:: What the task requires ::
Look through the data below. Collect every line where the word "brilck" occurs.

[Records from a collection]
————————
PR #233, opened 2022-10-03
bril2json -p -p and Rust/Clap updates

Pat-Lafon:
- All the rust tools now use Clap v4.0
- Rust 1.64 Clippy lint updates
- Link fix in docs
- Minor bug in brilck where it didn't check if there were actually instructions in the function(func.instrs could be `undefined`) which triggered on `test/check/badcall.bril` for `@nothing`. Not sure why this wasn't caught before.
- bril-rs adds support for #232
- (rust) bril2json now takes multiple `-p` flags where just one `-p` is still compatible with python versions and `-p -p` additionally adds the end source positions.
- rs2bril now supports end source positions via `proc_macro2::Span`(best effort) and also adds the `--file/-f` flag.
- brilirs now has rough support for end source positions.

I've manually tested the additional support for richer source positions but like the rest of the error-handling support is not rigorously tested.

### DIFF
--- a/brilck.ts
+++ b/brilck.ts
@@ -281,14 +281,14 @@ const INSTR_CHECKS: {[key: string]: CheckFunc} = {
     }
     return;
   },
-  
+
   phi: (env, instr) => {
     let args = instr.args ?? [];
     if (!('type' in instr)) {
       err(`phi needs a result type`, instr.pos);
       return;
     }
-    
+
     // Construct a signature with uniform argument types.
     let argTypes: bril.Type[] = [];
     for (let i = 0; i < args.length; ++i) {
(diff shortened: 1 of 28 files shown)


brilck.ts
```diff
@@ -353,25 +353,27 @@ function checkFunc(funcs: FuncEnv, func: bril.Function) {
...
   // Gather up all the types of the local variables and all the label names.
-  for (let instr of func.instrs) {
-    if ('dest' in instr) {
-      addType(vars, instr.dest, instr.type, instr.pos);
-    } else if ('label' in instr) {
-      if (labels.has(instr.label)) {
-        err(`multiply defined label .${instr.label}`, instr.pos);
-      } else {
-        labels.add(instr.label);
+  if (func.instrs){
```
————————
:: Result of the task ::
- Minor bug in brilck where it didn't check if there were actually instructions in the function(func.instrs could be `undefined`) which triggered on `test/check/badcall.bril` for `@nothing`. Not sure why this wasn't caught before.
--- a/brilck.ts
+++ b/brilck.ts
brilck.ts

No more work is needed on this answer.